TASK INPUTS.
PR #924, opened 2024-09-24
feat: duplicate custom storage volume [WD-15107]

mas-who:
## Done

- support duplicate custom storage volume

## QA

1. Run the LXD-UI:
    - Navigate to a custom storage volumes detail page, try duplicate the volume by using the "Duplicate" button.

## Screenshots
Screenshot from 2024-09-24 18-51-04

### DIFF
--- a/src/api/storage-pools.tsx
+++ b/src/api/storage-pools.tsx
@@ -381,3 +381,38 @@ export const migrateStorageVolume = (
       .catch(reject);
   });
 };
+
+// Including project and target params if they did not change from source configs breaks the API call.
+// Therefore, we only include them if they are different from the source configs, that's why both project and target are optional inputs
+export const duplicateStorageVolume = (
+  volume: Partial<LxdStorageVolume>,
+  pool: string,
+  project?: string,
+  target?: string,
+): Promise<LxdOperationResponse> => {
+  return new Promise((resolve, reject) => {
+    const url = new URL(
+      `/1.0/storage-pools/${pool}/volumes/custom`,
+      window.location.origin,
+    );
+    const params = new URLSearchParams();
+
+    if (project) {
+      params.append("project", project);
+    }
+
+    if (target) {
+      params.append("target", target);
+    }
+
+    url.search = params.toString();
+
+    fetch(url.toString(), {
+      method: "POST",
+      body: JSON.stringify(volume),
+    })
+      .then(handleResponse)
+      .then(resolve)
+      .catch(reject);
+  });
+};
--- a/src/pages/storage/forms/DuplicateVolumeForm.tsx
+++ b/src/pages/storage/forms/DuplicateVolumeForm.tsx
@@ -1,0 +1,242 @@
+import { FC, useState } from "react";
+import { useFormik } from "formik";
+import { useToastNotification } from "context/toastNotificationProvider";
+import {
+  ActionButton,
+  Button,
+  Form,
+  Input,
+  Modal,
+  Select,
+} from "@canonical/react-components";
+import * as Yup from "yup";
+import { useQuery } from "@tanstack/react-query";
+import { queryKeys } from "util/queryKeys";
+import { duplicateStorageVolume } from "api/storage-pools";
+import { Link, useNavigate } from "react-router-dom";
+import { fetchProjects } from "api/projects";
+import { useEventQueue } from "context/eventQueue";
+import { LxdStorageVolume } from "types/storage";
+import { useSupportedFeatures } from "context/useSupportedFeatures";
+import { loadCustomVolumes } from "context/loadCustomVolumes";
+import ItemName from "components/ItemName";
+import StoragePoolSelector from "../StoragePoolSelector";
+import { checkDuplicateName, getUniqueResourceName } from "util/helpers";
+
+interface Props {
+  volume: LxdStorageVolume;
+  close: () => void;
+}
+
+export interface StorageVolumeDuplicate {
+  name: string;
+  project: string;
+  pool: string;
+  copySnapshots: boolean;
+}
+
+const DuplicateVolumeForm: FC<Props> = ({ volume, close }) => {
+  const toastNotify = useToastNotification();
+  const controllerState = useState<AbortController | null>(null);
+  const navigate = useNavigate();
+  const eventQueue = useEventQueue();
+  const { hasStorageVolumesAll } = useSupportedFeatures();
+
+  const { data: projects = [], isLoading: projectsLoading } = useQuery({
+    queryKey: [queryKeys.projects],
+    queryFn: fetchProjects,
+  });
+
+  const { data: volumes = [], isLoading: volumesLoading } = useQuery({
+    queryKey: [queryKeys.customVolumes, volume.project],
+    queryFn: () => loadCustomVolumes(volume.project, hasStorageVolumesAll),
+  });
+
+  const notifySuccess = (volumeName: string, project: string, pool: string) => {
+    const message = (
+      <>
+        Created volume <strong>{volumeName}</strong>.
+      </>
+    );
+
+    const redirectUrl = `/ui/project/${project}/storage/pool/${pool}/volumes/custom/${volumeName}/configuration`;
+    const actions = [
+      {
+        label: "Configure",
+        onClick: () => navigate(redirectUrl),
+      },
+    ];
+
+    toastNotify.success(message, actions);
+  };
+
+  const getDuplicatedVolumeName = (volume: LxdStorageVolume): string => {
+    const newVolumeName = volume.name + "-duplicate";
+    return getUniqueResourceName(newVolumeName, volumes);
+  };
+
+  // this validation checks given changes in any one of the fields (name, project, pool)
+  // if the volume name already exists in the target project and storage pool
+  const validationSchema = Yup.object()
+    .shape({
+      name: Yup.string().required("Volume name is required"),
+      project: Yup.string().required(),
+      pool: Yup.string().required(),
+    })
+    .test("deduplicate", "", async function (values) {
+      const { name, project, pool } = values;
+      const notFound = await checkDuplicateName(
+        name,
+        project || "",
+        controllerState,
+        `storage-pools/${pool}/volumes/custom`,
+      );
+
+      if (notFound) {
+        return true;
+      }
+
+      return this.createError({
+        path: "name",
+        message:
+          "A volume with this name already exist in the target project and storage pool",
+      });
+    });
+
+  const formik = useFormik<StorageVolumeDuplicate>({
+    initialValues: {
+      name: getDuplicatedVolumeName(volume),
+      project: volume.project,
+      copySnapshots: true,
+      pool: volume.pool,
+    },
+    enableReinitialize: true,
+    validationSchema,
+    onSubmit: (values) => {
+      const payload: Partial<LxdStorageVolume> = {
+        name: values.name,
+        type: "custom",
+        config: volume.config,
+        description: volume.description,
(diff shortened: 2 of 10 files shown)


mas-who:
@edlerd @Kxiru please note the following for this PR:
1. The duplicate button should be grouped into a segmented control and contextual menu for smaller screen sizes. I will execute that once #916 is merged.
2. There is an issue with the API endpoint for duplicating custom storage volumes. If the target project and cluster member is set at the same time, it results in a `400` bad request error. See my [question](https://chat.canonical.com/canonical/pl/55ddjpynufgntmig5dsuuaighc) on mattermost for this as well. I think this is very likely a bug in the backend since the CLI has the same behaviour. In this case, I wonder maybe we should disallow the user to set both target project and cluster member at the same time in the UI? We can check that if either target project or cluster member changed from initial values, then disable one of the selectors wdyt?

mas-who:
@edlerd as discussed I've implemented the logic to disable either project or cluster member selector depending on which option has been set. For reference, this is related to this [issue](https://github.com/canonical/lxd/issues/14155). The one remaining thing to do here is to change the button into a segmented control, which as mentioned I will do when #916 is merged.

src/pages/storage/forms/DuplicateVolumeForm.tsx
```diff
@@ -0,0 +1,279 @@
...
+
+      if (notFound) {
+        return true;
+      }
+
+      return this.createError({
+        path: "name",
+        message:
+          "A volume with this name already exist in the target project and storage pool",
+      });
```
edlerd, line 119: Usually we do this:
```
      .test("deduplicate", "A profile with this name already exists", (value) =>
        checkDuplicateName(value, project, controllerState, "profiles"),
      )
```
Not sure why this looks more complex?

src/pages/storage/forms/DuplicateVolumeForm.tsx
```diff
@@ -0,0 +1,279 @@
...
+        .catch((e) => {
+          toastNotify.failure(
+            "Volume duplication failed.",
+            e,
+            existingVolumeLink,
+          );
+        })
+        .finally(() => {
+          close();
+        });
```
edlerd, line 190:
```suggestion
```
We should close in the `then` branch to allow simple retry (without needing to specify all details again) in the error case.

src/pages/storage/forms/DuplicateVolumeForm.tsx
```diff
@@ -0,0 +1,279 @@
...
+
+  const disableClusterMemberSelector =
+    formik.values.project !== volume.project
+      ? "Can not migrate cluster member when changing project"
+      : undefined;
+
+  const disableProjectSelector =
+    formik.values.member !== volume.location
+      ? "Can not change project when migrating cluster member"
+      : undefined;
```
edlerd, line 202: This doesn't work in the unclustered case, because it disables it there as well.

src/pages/storage/forms/DuplicateVolumeForm.tsx
```diff
@@ -0,0 +1,279 @@
...
+          label="Target project"
+          options={projects.map((project) => {
+            return {
+              label: project.name,
+              value: project.name,
+            };
+          })}
+          disabled={!!disableProjectSelector}
+          help={disableProjectSelector}
+        />
```
edlerd, line 265: Shall we remove the target project selector to keep this form a bit simpler? Especially, the exclusive disable logic is hard to gasp for the user.

src/pages/storage/forms/DuplicateVolumeForm.tsx
```diff
@@ -0,0 +1,279 @@
...
+        <Input
+          {...formik.getFieldProps("volumeOnly")}
+          type="checkbox"
+          label="Copy without volume snapshots"
```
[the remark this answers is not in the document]
mas-who: sounds good :+1:

src/pages/storage/forms/DuplicateVolumeForm.tsx
```diff
@@ -0,0 +1,279 @@
...
+    if (volumeNames.includes(newVolumeName)) {
+      let count = 1;
+      while (volumeNames.includes(`${newVolumeName}-${count}`)) {
+        count++;
+      }
+      return `${newVolumeName}-${count}`;
+    }
+
+    return newVolumeName;
+  };
```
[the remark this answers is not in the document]
mas-who: created a helper `getUniqueResourceName` which extracts the duplicate checking logic.

src/pages/storage/forms/DuplicateVolumeForm.tsx
mas-who: the example you've shown checks duplicate by making api call to a fixed project. In the current scenario, the target project and storage pool may change depending on the form inputs. This means we need to check duplication against the adjusted `project` and `pool` formik fields.

src/pages/storage/forms/DuplicateVolumeForm.tsx
mas-who: aah yes, some legacy code got copied here.

src/pages/storage/forms/DuplicateVolumeForm.tsx
mas-who: good catch, the logic should be `isClustered && formik.values.member !== volume.location`

src/pages/storage/forms/DuplicateVolumeForm.tsx
mas-who: sure I'm fine with that, let's then add a comment here with reference to the upstream bug issue so we can have a reminder to resolve this in the future.

mas-who: actually, on second thought, I think duplication to a different project could be a common use case. Also the project selector is available for instance duplication as well, I think we should keep the interaction somewhat consistent?  Maybe we only remove the project selector for the clustered case?

src/api/storage-pools.tsx
```diff
@@ -381,3 +381,38 @@ export const migrateStorageVolume = (
...
+  volume: Partial<LxdStorageVolume>,
+  pool: string,
+  project?: string,
+  target?: string,
+): Promise<LxdOperationResponse> => {
+  return new Promise((resolve, reject) => {
+    const url = new URL(
+      `/1.0/storage-pools/${pool}/volumes/custom`,
+      window.location.origin,
+    );
```
edlerd, line 397:
```suggestion
    const url = new URL(`/1.0/storage-pools/${pool}/volumes/custom`);
```
I think this is not needed.

edlerd (commented):
This doesn't work yet, I keep getting this error:

image

src/api/storage-pools.tsx
mas-who: Would you be able to give me a reproducer for the error you are seeing? I can replicate it locally or on the demo server. 

Edit: if I removed `window.location.origin` from the `URL` construction, then I see the above error :thinking:

edlerd: Doh, my bad. then all good as it is. Sorry for the confusion.

mas-who: all good!

src/pages/storage/forms/DuplicateVolumeForm.tsx
edlerd: Let's keep it in and simplify once the bug is fixed upstream

src/pages/storage/forms/DuplicateVolumeForm.tsx
```diff
@@ -0,0 +1,270 @@
...
+          type="text"
+          label="New volume name"
+          error={formik.touched.name ? formik.errors.name : null}
+        />
+        <ClusterMemberSelector
+          {...formik.getFieldProps("member")}
+          id="member"
+          label="Target cluster member"
+          disableReason={disableClusterMemberSelector}
+        />
```
edlerd, line 231: Depending on the storage pool driver the volume lives on, we should not show this selector. I.e. for a ceph backed storage, the cluster member has no effect.

I suspect the volume.location to be a good indicator -- if it is not an empty string, then we should show the selector.

edlerd: There is a related bug on the storage volume overview, if the volume.location is empty, we should render a "-" instead of nothing.

mas-who: This is a great observation! I think `volume.location` is likely a good indicator. Although, I'd like to do some additional testing by setting up a ceph pool, will report back.

edlerd: Yes it is. I encountered it on testing with a ceph pool on my local microcloud in VMs.

mas-who: Aaah okay I see, thanks for testing, then I think let's hide the selector if `volume.location` is not set for the existing volume, and the api query we send will only have the `project` param.

mas-who: @edlerd played around with this a little, I think we shouldn't hide the cluster member selector. In the case if we want to duplicate the volume to a non-remote storage pool, cluster member selection remains valid. Instead, I think we should disable the cluster member selector depending on the target pool selected. According to the [documentation](https://documentation.ubuntu.com/lxd/en/latest/explanation/storage/), we can determine if a pool is remote depending on the driver type i.e. all `ceph` types and `powerflex`. wdyt?

edlerd: Sounds good to me.

mas-who: great, that's already implemented :) let me know if you see anything wrong with it

edlerd: Should we then completely remove the cluster member selector from the duplicate form?

mas-who: yeah that's probably better, simpler :+1: . I don't think cluster location for a custom volume is as important as storage pool or project anyway :thinking:

src/pages/storage/forms/DuplicateVolumeForm.tsx
```diff
@@ -0,0 +1,244 @@
...
+            "Volume duplication failed.",
+            e,
+            existingVolumeLink,
+          );
+        });
+    },
+  });
+
+  // TODO: currently we don't support target cluster member selection due to a bug in lxd, we should enable it once the bug is fixed
+  // see issue:https://github.com/canonical/lxd/issues/14155
```
edlerd, line 173:
```suggestion
  // TODO: currently we don't support target cluster member selection due to a bug in lxd,
  // we should enable it once the bug is fixed. Note, that cluster member selection is not relevant
  // for remote storage pools, as they are not tied to a lxd cluster member.
  // see issue: https://github.com/canonical/lxd/issues/14155
```
Adding a bit more detail

edlerd (approved):
QA and code LGTM, one note on the comment to include the info we discovered in this discussion. Maybe that to-do should be a ticket and not included in the PR?

src/pages/storage/forms/DuplicateVolumeForm.tsx
mas-who: I removed the comment and created an [issue](https://warthogs.atlassian.net/jira/software/c/projects/WD/boards/930?assignee=712020%3Accb7b61f-3f6a-41ec-9935-a79519dada4e&selectedIssue=WD-15524) for it.

edlerd (approved):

DESCRIPTION OF THE TASK.
Copy every line in the records above that contains the word "queryFn".

SOLUTION TO THE EXERCISE.
+    queryFn: fetchProjects,
+    queryFn: () => loadCustomVolumes(volume.project, hasStorageVolumesAll),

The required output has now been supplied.